═══ Provided records ═══

Issue #1897, opened 2022-03-04
Building docker images with dependencies to local monorepo packages question


outSH:
**Is your feature request related to a problem? Please describe.**
I've noticed that most Dockerfiles are using already published npm packages, instead of using binaries built from local repository. I see the benefit for "production" images, but this seem problematic during development. For instance, what shall I do when I've made some changes to `packages/A` and `packages/B`, and I want to use them in `examples/electricity-trade` container? I don't see any solution that isn't laborious or intrusive..

**Describe alternatives you've considered**
- Copy dependent monorepo packages `dist` and `packages.json` to the container? This could work but `/dist` is removed from docker context by root level dockerignore (for obvious performance reasons).
- Copy only dependent monorepo package sources, build them inside the container, use multistage build to copy relevant files to destination container?
- I though webpack could produce a single standalone app with all the dependencies included, but apparently it `node-config` package doesn't work with webpack to well :/
- Maybe introduce an image that would build an entire monorepo (i.e. `npm run configure`), and then use this container as base in multistage build?

@petermetz Could you please share how would you produce an image that has dependencies to development versions of local packages? Any suggestions? Haven't work with monorepo all that much :)

RafaelAPB:
Wouldn't locally running the changed plugin do the trick?

outSH:
@RafaelAPB Well, not if I want to test the docker setup itself :) For instance, `cactus-plugin-ledger-connector-quorum` doesn't work at the moment because of a missing package. This could not be tested until the release of @hyperledger/cactus-plugin-ledger-connector-quorum to npm, which is waaaaay to late for catching these kind of errors.

Also, I'd like to use docker during the development phase, not after. For electricity trade or any other sample app, it's convenient to work on docker-compose to setup all the components. Also, when working on a feature, I want to be able to share an image with feature proposal to a team requesting it for test, and not make them clone, build entire repository, manually setup the component, etc..

outSH:
@petermetz Can you share your opinion on this?

outSH:
I guess we have to use released packages in docker images, closing.

PR #1933, opened 2022-03-17
feat(quorum-connector): implement validator interface on go-quorum-connector

outSH:
- Add three new endpoints to quorum ledger connector achieve legacy verifier compatibility.
  - `InvokeRawWeb3EthContractEndpoint` can be used to form any call to deployed contract.
  - `InvokeRawWeb3EthMethodEndpoint` can be used to call any web3.eth function. Both are marked as low-level functions, should be used only when there's no designated endpoint for given functionality yet.
  - `WatchBlocksV1Endpoint` can be used to monitor new block headers / data from the ledger. Type of the output is determined from input option flag.
- Extend `QuorumApiClient` to support Verifier interface, that is: block monitoring, and sending sync/async requests. Sending requests is marked as deprecated, because user can use direct REST calls from generated ApiClient, nevertheless this API was requested by one of the teams.
- Added functional tests for two new, request based endpoints.
- Moved verifier-besu integration test to besu-test package.
- Added verifier-quorum integration test, it supplements direct endpoint tests and provides a reference for API usage.
- Added support for `QuorumApiClient` in Verifier.

Closes: https://github.com/hyperledger/cactus/issues/1604

### Notes
- I can't make CodeQL to cooperate, it reports dynamic call errors, even though I explicitly check if methods are defined on a contract / object (also assert they type is a function). Tried different methods to make the scanner notice it but did not succeed. Please double check and mark as false positive if possible.

### DIFF
--- a/packages/cactus-plugin-ledger-connector-quorum/src/main/json/openapi.json
+++ b/packages/cactus-plugin-ledger-connector-quorum/src/main/json/openapi.json
@@ -147,8 +147,10 @@
             "EthContractInvocationType": {
                 "type": "string",
                 "enum": [
-                    "SEND",
-                    "CALL"
+                    "send",
+                    "call",
+                    "encodeABI",
+                    "estimateGas"
                 ]
             },
             "SolidityContractJsonArtifact": {
@@ -507,7 +509,7 @@
                     }
                 }
             },
-            "DeployContractSolidityBytecodeJsonObjectV1Request": {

═══

▶ [Exercise description]: Output the entries above word for word.

▶ [Completed task]:
Issue #1897, opened 2022-03-04
Building docker images with dependencies to local monorepo packages question


outSH:
**Is your feature request related to a problem? Please describe.**
I've noticed that most Dockerfiles are using already published npm packages, instead of using binaries built from local repository. I see the benefit for "production" images, but this seem problematic during development. For instance, what shall I do when I've made some changes to `packages/A` and `packages/B`, and I want to use them in `examples/electricity-trade` container? I don't see any solution that isn't laborious or intrusive..

**Describe alternatives you've considered**
- Copy dependent monorepo packages `dist` and `packages.json` to the container? This could work but `/dist` is removed from docker context by root level dockerignore (for obvious performance reasons).
- Copy only dependent monorepo package sources, build them inside the container, use multistage build to copy relevant files to destination container?
- I though webpack could produce a single standalone app with all the dependencies included, but apparently it `node-config` package doesn't work with webpack to well :/
- Maybe introduce an image that would build an entire monorepo (i.e. `npm run configure`), and then use this container as base in multistage build?

@petermetz Could you please share how would you produce an image that has dependencies to development versions of local packages? Any suggestions? Haven't work with monorepo all that much :)

RafaelAPB:
Wouldn't locally running the changed plugin do the trick?

outSH:
@RafaelAPB Well, not if I want to test the docker setup itself :) For instance, `cactus-plugin-ledger-connector-quorum` doesn't work at the moment because of a missing package. This could not be tested until the release of @hyperledger/cactus-plugin-ledger-connector-quorum to npm, which is waaaaay to late for catching these kind of errors.

Also, I'd like to use docker during the development phase, not after. For electricity trade or any other sample app, it's convenient to work on docker-compose to setup all the components. Also, when working on a feature, I want to be able to share an image with feature proposal to a team requesting it for test, and not make them clone, build entire repository, manually setup the component, etc..

outSH:
@petermetz Can you share your opinion on this?

outSH:
I guess we have to use released packages in docker images, closing.

PR #1933, opened 2022-03-17
feat(quorum-connector): implement validator interface on go-quorum-connector

outSH:
- Add three new endpoints to quorum ledger connector achieve legacy verifier compatibility.
  - `InvokeRawWeb3EthContractEndpoint` can be used to form any call to deployed contract.
  - `InvokeRawWeb3EthMethodEndpoint` can be used to call any web3.eth function. Both are marked as low-level functions, should be used only when there's no designated endpoint for given functionality yet.
  - `WatchBlocksV1Endpoint` can be used to monitor new block headers / data from the ledger. Type of the output is determined from input option flag.
- Extend `QuorumApiClient` to support Verifier interface, that is: block monitoring, and sending sync/async requests. Sending requests is marked as deprecated, because user can use direct REST calls from generated ApiClient, nevertheless this API was requested by one of the teams.
- Added functional tests for two new, request based endpoints.
- Moved verifier-besu integration test to besu-test package.
- Added verifier-quorum integration test, it supplements direct endpoint tests and provides a reference for API usage.
- Added support for `QuorumApiClient` in Verifier.

Closes: https://github.com/hyperledger/cactus/issues/1604

### Notes
- I can't make CodeQL to cooperate, it reports dynamic call errors, even though I explicitly check if methods are defined on a contract / object (also assert they type is a function). Tried different methods to make the scanner notice it but did not succeed. Please double check and mark as false positive if possible.

### DIFF
--- a/packages/cactus-plugin-ledger-connector-quorum/src/main/json/openapi.json
+++ b/packages/cactus-plugin-ledger-connector-quorum/src/main/json/openapi.json
@@ -147,8 +147,10 @@
             "EthContractInvocationType": {
                 "type": "string",
                 "enum": [
-                    "SEND",
-                    "CALL"
+                    "send",
+                    "call",
+                    "encodeABI",
+                    "estimateGas"
                 ]
             },
             "SolidityContractJsonArtifact": {
@@ -507,7 +509,7 @@
                     }
                 }
             },
-            "DeployContractSolidityBytecodeJsonObjectV1Request": {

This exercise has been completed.